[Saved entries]
PR #283, opened 2022-09-27
OptiX 7.4 denoiser

njroussel:
## Description
This PR adds a wrapper for the Optix AI Denoiser.

The new `OptixDenoiser` class  has the following features:
* Denoise a noisy rendering without any extra information
* Denoising when also given the albedo and/or shading normals, to improve the denoising quality
* Temporal denoising, for which the optical flow and the previous frame (denoised) must also be provided

Important notes: 
* `box` filter must be used to produce the noisy rendering
* The shading normals must be in the coordinate frame of the sensor
* With temporal denoising, the optical flow can be set to zero and still produce convincing results

The `aov` integrator now also supports `albedo`. It actually only computes an approximation of the true albedo, as it will return the diffuse reflectance (`eval_diffuse_reflectance`) of the BSDFs.

## Testing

● **TRY IT**: Exactly as they stand, set down the lines from the top of the data through the line with "the noisy rendering".

● **RESPONSE**:
PR #283, opened 2022-09-27
OptiX 7.4 denoiser

njroussel:
## Description
This PR adds a wrapper for the Optix AI Denoiser.

The new `OptixDenoiser` class  has the following features:
* Denoise a noisy rendering without any extra information
* Denoising when also given the albedo and/or shading normals, to improve the denoising quality
* Temporal denoising, for which the optical flow and the previous frame (denoised) must also be provided

Important notes: 
* `box` filter must be used to produce the noisy rendering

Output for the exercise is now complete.